Nowadays, all my dry-firing, and loading and unloading, is done with the gun pointed at a target that is hung in front of a couple of old Kevlar vest panels, against an exterior wall that is backed by a cinder block wall on the outside. I now believe with all my heart, with a religious conviction, that I WILL have another AD some day, but I am determined that it will be benign.

Your turn: Have you had an AD -- yet?


----------



## Todd (Jul 3, 2006)

Mine was a ND, Negligent Discharge. This was just pure stupidity on my part. 

I was about 17 and deer hunting in Vermont. Let's just say I was not a overly excited about being there because I am not a fan of hunting (I don't have a problem with people that hunt, it's just not for me). Anyway, I was sitting in a clearing with my .30-06 across my lap, bored off my a$$, and I started playing with the safety. The safety was right behind the trigger just outside the guard. Click, click. Click, click. Click, click. Click, BOOM! Needless to say it scared the crap out of me and I haven't been deer hunting since. Haven't had an ND since either though.


----------



## Wandering Man (Jul 9, 2006)

I was in my thirties with my Ruger Blackhawk. 

I had been trying to get a good shot at a turtle in a tank on some property the family owned. The turtles and alligators had pretty much eaten all of the fingerlings we had stocked in the tank, and I wanted to get rid of some of them.
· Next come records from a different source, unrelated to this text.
PR #5208, opened 2021-11-16
Use decode_from_copy in opcode_mix tool

derekbruening:
Updates the opcode_mix tool to use decode_from_copy() as a better
example of the proper way to decode offline trace instructions which
are mapped to a different address than their original location during
tracing.


derekbruening:
Windows failure is strange:
```
Error copying file "/.../dynamorio/build_debug-internal-32/lib32/debug/../drconfiglib.dll" to "/.../dynamorio/build_debug-internal-32/suite/tests/bin/drconfiglib.dll".
```
Re-running.  Presumably unrelated as this tiny change is not going to affect building.

abhinav92003 (approved):

PR #5217, opened 2021-11-18
i#5131 new linux syscalls: Fix aarch64 dup3 and close_range handling

abhinav92003:
Fixes an existing bug in dup3 handling on AArch64. As SYS_dup2 is not
available on AArch64, SYS_dup3 was not being included in the switch in
pre-syscall handling due to a misplaced conditional compile statement. Note
that on AArch64 dup2 automatically uses dup3 internally, so the bug affected
also the dup2 calls in the client.file_io test.

Fixes close_range handling on AArch64 by updating the syscall defines from a
newer header file that does define __NR_close_range. Defines the
SYS_close_range constant for AArch64.

Enables the client.file_io test on AArchXX. Replaces the inline asm code to
unmask divide-by-zero exceptions, with a glibc wrapper. Also adds a test for
dup3. The clone_range part of this test is enabled on AArchXX but hasn't been
run yet, because our CI machine does not have kernel >= 5.9.

Also, on AArch64, unmasking of float-point exceptions in the setup of the
client.file_io test may be ignored as trapping exceptions is optional.
https://code.woboq.org/userspace/glibc/sysdeps/aarch64/fpu/feenablxcpt.c.html#37

Issue: #5131

### DIFF
--- a/core/unix/os.c
+++ b/core/unix/os.c
@@ -7675,24 +7675,26 @@ pre_system_call(dcontext_t *dcontext)
 #endif
         break;
     }
-#ifdef SYS_dup2
-    case SYS_dup2:
+#if defined(SYS_dup2) || defined(LINUX)
         IF_LINUX(case SYS_dup3:)
-        {
-            file_t newfd = (file_t)sys_param(dcontext, 1);
-            if (fd_is_dr_owned(newfd) || fd_is_in_private_range(newfd)) {
-                SYSLOG_INTERNAL_WARNING_ONCE("app trying to dup-close DR file(s)");
-                LOG(THREAD, LOG_TOP | LOG_SYSCALLS, 1,
-                    "WARNING: app trying to dup2/dup3 to %d.  Disallowing.\n", newfd);
-                if (DYNAMO_OPTION(fail_on_stolen_fds)) {
-                    set_failure_return_val(dcontext, EBADF);
-                    DODEBUG({ dcontext->expect_last_syscall_to_fail = true; });
-                } else
-                    set_success_return_val(dcontext, 0);
-                execute_syscall = false;
-            }
-            break;
+#    ifdef SYS_dup2
+    case SYS_dup2:
+#    endif
+    {
+        file_t newfd = (file_t)sys_param(dcontext, 1);
+        if (fd_is_dr_owned(newfd) || fd_is_in_private_range(newfd)) {
+            SYSLOG_INTERNAL_WARNING_ONCE("app trying to dup-close DR file(s)");
+            LOG(THREAD, LOG_TOP | LOG_SYSCALLS, 1,
+                "WARNING: app trying to dup2/dup3 to %d.  Disallowing.\n", newfd);
+            if (DYNAMO_OPTION(fail_on_stolen_fds)) {
+                set_failure_return_val(dcontext, EBADF);
+                DODEBUG({ dcontext->expect_last_syscall_to_fail = true; });
+            } else
+                set_success_return_val(dcontext, 0);
+            execute_syscall = false;
         }
+        break;
+    }
 #endif
 
 #ifdef MACOS
--- a/core/unix/os.c
+++ b/core/unix/os.c
@@ -7679,8 +7679,10 @@ pre_system_call(dcontext_t *dcontext)
 #endif
         break;
     }
-#if defined(SYS_dup2) || defined(LINUX)
-        IF_LINUX(case SYS_dup3:)
+#if defined(SYS_dup2) || defined(SYS_dup3)
+#    ifdef SYS_dup3
+    case SYS_dup3:
+#    endif
 #    ifdef SYS_dup2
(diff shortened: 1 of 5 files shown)


suite/tests/linux/clone.c
```diff
@@ -245,10 +245,6 @@ make_clone3_syscall(struct clone_args *clone_args, uint clone_args_size,
 #        endif
 #    elif defined(AARCH64)
     uint64 clone_args_size_64 = (uint64)clone_args_size;
-    /* Do not add code between above declarations and their use below.
```
abhinav92003, line 248: Found this stray comment. It's unrelated to this PR, but I thought I'll clean it up.

suite/tests/client-interface/file_io.c
```diff
@@ -270,9 +308,32 @@ main()
      */
 #ifdef WINDOWS
     _control87(_MCW_EM & (~_EM_ZERODIVIDE), _MCW_EM);
+#elif defined(LINUX)
+    if (feenableexcept(FE_DIVBYZERO) == -1) {
+#    ifdef AARCH64
+        /* This call may return EPERM on AArch64.
+         * https://code.woboq.org/userspace/glibc/sysdeps/aarch64/fpu/feenablxcpt.c.html#37
```
abhinav92003, line 315: I see the same on https://www.qnx.com/developers/docs/7.0.0/#com.qnx.doc.neutrino.lib_ref/topic/f/feenableexcept.html. Maybe worth adding Assad to understand this limitation better?

abhinav92003: Also on https://code.woboq.org/userspace/glibc/sysdeps/aarch64/fpu/feenablxcpt.c.html#37 as mentioned in the PR' description.

suite/tests/client-interface/file_io.c
```diff
@@ -99,24 +108,53 @@ main()
...
     /* Test dup/close for stolen FDs. */
     for (int i = rlimit.rlim_max; i < rlimit.rlim_max + DR_STEAL_FDS; i++) {
-        if (dup2(0, i) != -1 || errno != EBADF)
-            fprintf(stderr, "Expected dup2 to return EBADF for stolen FD %d\n", i);
+        if (IF_LINUX_ELSE(i % 2 == 0, true)) {
+            /* Note that on AArch64 dup2 is not available and is automatically replaced
+             * with dup3.
+             */
+            if (dup2(0, i) != -1 || errno != EBADF)
+                fprintf(stderr, "Expected dup2 to return EBADF for stolen FD %d\n", i);
```
derekbruening, line 116: Generally we use print() to avoid flushing issues with stderr on Windows.  Matters less for output we don't check for but best to be consistent and not have someome use this as a model for output-compared printing.

suite/tests/client-interface/file_io.c
derekbruening: So if the AArch64 hardware doesn't support floating-point traps, then this will return EPERM, and we do not fail the test.  But we don't then have a test on hardware that does have traps; we could then have something untested and not realize it.  Not sure failing the test is good either.  It's similar to rseq or close_range or other things: we manually make sure our test machines have the feature, and we have the tests gracefully skip that if not present.

derekbruening (approved):

suite/tests/client-interface/file_io.c
abhinav92003: This test uses `fprintf(stderr,...` everywhere. I didn't put much thought into it and just assumed that there was some  reason for it. Do you suggest changing it everywhere in this test?

core/unix/os.c
```diff
@@ -7675,24 +7679,26 @@ pre_system_call(dcontext_t *dcontext)
 #endif
         break;
     }
-#ifdef SYS_dup2
-    case SYS_dup2:
+#if defined(SYS_dup2) || defined(LINUX)
```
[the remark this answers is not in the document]

suite/tests/client-interface/file_io.c
derekbruening: Yes I would replace them all with print().  Xref https://dynamorio.org/page_test_suite.html#autotoc_md272

abhinav92003: Done.

suite/tests/client-interface/file_io.c
abhinav92003: @AssadHashmi Is this something that can be solved by updating the kernel of the Jenkins machine? The first link says it's a limitation of the hardware (unmasking of floating-point exceptions being ignored), which makes me think updating the kernel might not help.

On a related note, there are some syscalls that aren't supported by the current kernel there, notably `close_range`. Not sure if it's easy to update the kernel on that machine. It is 5.4 I think, which is ~1.5 years old.

abhinav92003: I guess we can follow up offline. Resolving for now.

PR #5220, opened 2021-11-19
i#5131 new linux syscalls: fail early for clone3 enosys

abhinav92003:
Adds support to detect at init time whether the clone3 syscall is supported by
the system or not. Use this to fail early if a clone3 syscall is made and avoid
doing the pre-syscall work.

Adds a test that attempts the same clone3 syscall as the os.c code and checks
that it returns EINVAL on systems that support clone3 and ENOSYS on systems
that don't.

Manually verified on a system with Linux kernel 4.15 (that does not have the
clone3 syscall) that DR's pre-syscall handling of clone3 indeed returns early
with this fix.

Fixes the size of the result var for the syscall in the test, which should be 64-bit
on 64-bit systems.

Issue: #5131, #5221


core/unix/os.c
```diff
@@ -482,6 +482,11 @@ our_libc_errno_loc(void)
  */
 typedef int *(*errno_loc_t)(void);
 
+#ifdef LINUX
+/* Stores whether clone3 is unsupported on the system we're running on. */
+static bool is_clone3_enosys = false;
```
abhinav92003, line 487: I considered making this a bitmap, but didn't as it's not needed right now. But I'm open to changing.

I started walking around to the other side of the tank, and decided it wasn't too smart to walk on rough ground with my gun cocked.

I lowered the muzzle of the revolver toward the ground, decocking as I prepared to place the gun in my holster. 

I missed hitting my foot by about two inches.

I think I probably jumped higher than I ever had before, or since.

WM


----------



## PX (May 14, 2006)

No...

But, thanks for asking!


J. Pomeroy


----------



## L8models (May 5, 2006)

I was about 16 or 17. My buddy and I had just wrapped up an evening of dove hunting. We were sitting in his old 79 Ford pick up and I had my Remington 12 gauge sitting in my lap. While attempting to eject the shells, the gun went off and blew my passenger side window out and the plastic door panel. THANK GOD,that the gun wasn't pointed at he or I...


----------



## tex45acp (May 26, 2006)

In the fall of 1976, I was going deer hunting with my Dad. He asked me if I wanted to hunt with the Winchester model 70 in 30-06 or the Winchester model 94 in 30-30. Since I was going to be in heavy brush, and the shots were going to be less than 100 yards, I chose the 30-30. I reached the stand about 4:30am, stepped in quietly and cycled the action to load a cartridge then all of a sudden "BOOM" and there was a hole in the top of the stand and in my pride as well. Oh I forgot the part about ruining a good set of camo pants, and a horrible ringing in my ears as well.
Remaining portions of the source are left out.